Insurers should brace for an impending dearth of high-margin private customers. In 2012, per-enrollee private healthcare spending for 45- to 64-year-olds was $7,131—which was $2,000 more than the next-youngest age group. High prices typically point to high margins. But demographic headwinds threaten this lucrative end of the private insurance market: The 45- to 64-year-old population is poised to shrink by 2% between 2015 and 2030, even while the 65+ population surges by 45%.
This shift represents the worst of both worlds for insurers. They will face shrinking demand from their high-margin customers while reaping none of the cost savings—since providers won’t see any shortage of demand thanks to a new flood of elderly patients funded by public benefits.
Don’t expect the 2016 election results to settle the matter. Clinton has vowed to “defend and expand the Affordable Care Act,” in part by creating a government-funded “public option” and (perhaps) by lowering Medicare eligibility to age 55. Yet neither of these expensive proposals could possibly be enacted so long as the GOP retains the House. And Clinton would need a historic landslide to overcome that roadblock.
Trump, on the other hand, wants to repeal the ACA and to free insurers from antitrust regulations and laws that prohibit them from selling policies across state lines. These may be helpful ideas (and might lead America to the “Swiss model”), but they don’t in themselves suggest an alternative to exchanges and to the recent Medicaid expansion. Even Trump would have to replace them with something.

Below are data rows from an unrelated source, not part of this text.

PR #9140, opened 2026-08-01
fix(ui): preserve 0 value in integer/number prompt template fields

### LINKED ISSUE #9128: [Bug]: Integer/number prompt template variables cannot be set to '0'
## Description

**Registry Version**:  main (snapshot / latest-snapshot docker image) 

The Test Prompt panel for PROMPT_TEMPLATE artifacts does not correctly handle the value 0 for integer/number type variables. When a user types "0" into a number field, the field is immediately cleared instead of retaining the value.

This makes it impossible to test prompt templates that legitimately require a numeric variable to be set to zero (e.g., a "count" or "offset" parameter).

### Environment

Running via Docker (apicurio/apicurio-registry:latest-snapshot and apicurio/apicurio-registry-ui:latest-snapshot), backend on port 8080, UI on port 8888. Tested in Chrome browser on Windows.

### Steps to Reproduce

1. Create a PROMPT_TEMPLATE artifact with an integer variable, e.g.: { "count": { "type": "integer", "required": true } }
2. Open the artifact's version page, go to the Documentation tab.
3. In the Test Prompt panel, try typing "0" into the count field.

**Expected:** The field should retain the value 0.

**Actual:** The field is immediately cleared to empty as soon as "0" is typed. This happens because the onChange handler in PromptTemplateTestPanel.tsx uses: parseInt(val) || ""

Since 0 is falsy in JavaScript, `0 || ""` evaluates to "", silently discarding valid zero input.

### Root Cause
The onChange handler for number/integer fields in PromptTemplateTestPanel.tsx converts the typed value using parseInt()/parseFloat(), then falls back to an empty string if the parsed result is falsy. Since 0 is a falsy value in JavaScript, this fallback incorrectly triggers for a valid zero input, discarding it instead of preserving it.

### Logs

(No error logs — this is a silent UI logic bug, not a crash).

jayaprajapatii:
Fixes #9128

## PR Summary

The Test Prompt panel for `PROMPT_TEMPLATE` artifacts fails to handle the value `0` for integer/number type variables. When a user types "0" into a number field, the field is immediately cleared instead of retaining the value — making it impossible to test prompt templates that legitimately require a numeric variable set to zero (e.g. a `count` or `offset` parameter).

## Root Cause

Two places in `PromptTemplateTestPanel.tsx` used the falsy-fallback `||` operator, which incorrectly treats `0` as "no value":

1. The `onChange` handler, which parsed input and fell back to `""`:

```js
parseInt(val) || ""
```
2. The `value` prop used to display the field, which read the stored value the same way:
```js
values[name] || ""
```
Since `0` is falsy in JavaScript, both `0 || ""` evaluate to `""`, silently discarding valid zero input — first when typing it, and again when displaying it.

## Fix

* `onChange`: replaced the falsy-fallback with explicit checks that only clear the field when input is genuinely empty or fails to parse as a number.
* `value`: replaced `values[name] || ""` with `values[name] ?? ""` (nullish coalescing), which preserves `0`/`-0` while still falling back to `""` for `null`/`undefined`.

## Testing

*  Verified the fix logic in isolation (Node.js REPL) for both parsing and display cases.
* Verified end-to-end in a running instance (Docker `latest-snapshot` images for backend and UI):
  - Typed "0" into the count field → field correctly retains 0
  - Clicked Render → output correctly substitutes the value ("You need 0 items to complete.")
* Ran `eslint` on the modified file with no issues reported.


ui/ui-app/src/app/components/promptTemplate/PromptTemplateTestPanel.tsx
```diff
@@ -150,7 +150,10 @@ export const PromptTemplateTestPanel: FunctionComponent<PromptTemplateTestPanelP
                     <TextInput
                         type="number"
                         value={values[name] || ""}
```
paoloantinori: This line still uses the falsy-fallback `values[name] || ""` — the same pattern the PR identifies as the root cause. Now that the new `onChange` stores a real number `0` (`setValue(name, parsed)`, where `parseInt("0") === 0`), `values[name]` becomes `0`, so `0 || ""` evaluates to `""` and the field renders empty. In other words, typing `0` still visually clears the field — the exact bug being fixed (`-0` is affected too, since `-0 || "" === ""`). Apply the same explicit-empty check here, e.g. `value={values[name] ?? ""}`, which preserves `0`/`-0` while still blanking on `undefined`/`null`. This is only visible in the rendered component, so it's worth verifying end-to-end rather than just the parse logic in a REPL.

paoloantinori (commented):
The `onChange` fix correctly stops discarding a parsed `0` by replacing the `x || ""` falsy-fallback with an explicit `val === ""` / `isNaN` check, but the same root-cause pattern is still present on the `value` prop one line above, so a stored `0` still renders as an empty field and the reported symptom is only partially fixed.

- **`value` prop still clears `0`** (`ui/ui-app/src/app/components/promptTemplate/PromptTemplateTestPanel.tsx:152`): the unchanged `value={values[name] || ""}` evaluates `0 || ""` → `""`. Because the new `onChange` now deliberately stores the number `0` via `setValue(name, parsed)` (verified: `parseInt("0") === 0`, `typeof` `number`), the field re-renders with an empty string and visually clears — the exact behavior this PR aims to fix. Typing `0` still appears to blank the field; `-0` hits the same path (`-0 || "" === ""`). This line needs the same explicit treatment, e.g. `value={values[name] ?? ""}` (verified: `0 ?? "" === 0`), to actually retain a displayed `0`.
- **Verification gap**: the PR states the fix was checked only in a Node REPL (the parse logic in isolation). The display bug above is only observable in the rendered component, so it's worth confirming end-to-end — type `0` into the field and assert it stays `0` — before merging, since the REPL check would not have surfaced it.

jayaprajapatii:
Hii @paoloantinori 

Thanks for catching this — you're right, I missed the `value` prop using the same falsy-fallback pattern. Now I've fixed it.

I've now verified this end-to-end in the running UI:
* Typed "0" into the count field → field correctly retains 0  (previously cleared immediately)
* Clicked Render → output correctly shows the substituted value  ("You need 0 items to complete.")

carlesarnal:
Reviewed the latest changes (head commit 6ad27fb). Both issues from @paoloantinori's review look properly addressed:

1. **`value` prop** (`PromptTemplateTestPanel.tsx:152`): `values[name] || ""` → `values[name] ?? ""` — correctly preserves `0` since nullish coalescing only falls back on `null`/`undefined`, not on falsy values like `0`.

2. **`onChange` handler** (`PromptTemplateTestPanel.tsx:153-156`): The explicit `val === ""` / `isNaN(parsed)` logic handles all the edge cases cleanly — empty input, non-numeric input, and valid `0` input.

I also checked the rest of the file for similar patterns. The other `|| ""` usages (string type on ~line 181, array/object type on ~line 170) are fine since those branches never store a numeric `0`.

One tiny nit (non-blocking): `parseInt(val)` could include an explicit radix (`parseInt(val, 10)`) as a best practice, but since the input comes from a `type="number"` HTML element, it's purely cosmetic here.

The fix is clean and minimal. Looks good to me.

paoloantinori:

In short, nothing that either Clinton or Trump is proposing could, realistically, save America’s middle class from health-insurance limbo.
TAKEAWAYS
- After years of huge losses, many of the largest U.S. health insurers are leaving the public exchanges. While some Medicaid insurers are profiting on the ACA marketplace, the withdrawal of three of the “big five” leaves many U.S. counties on the brink of zero coverage in 2017.
- While the ACA was supposed to create a unified marketplace with a booming middle-class public insurance option, the nation’s healthcare system is more tiered—and more costly—than ever.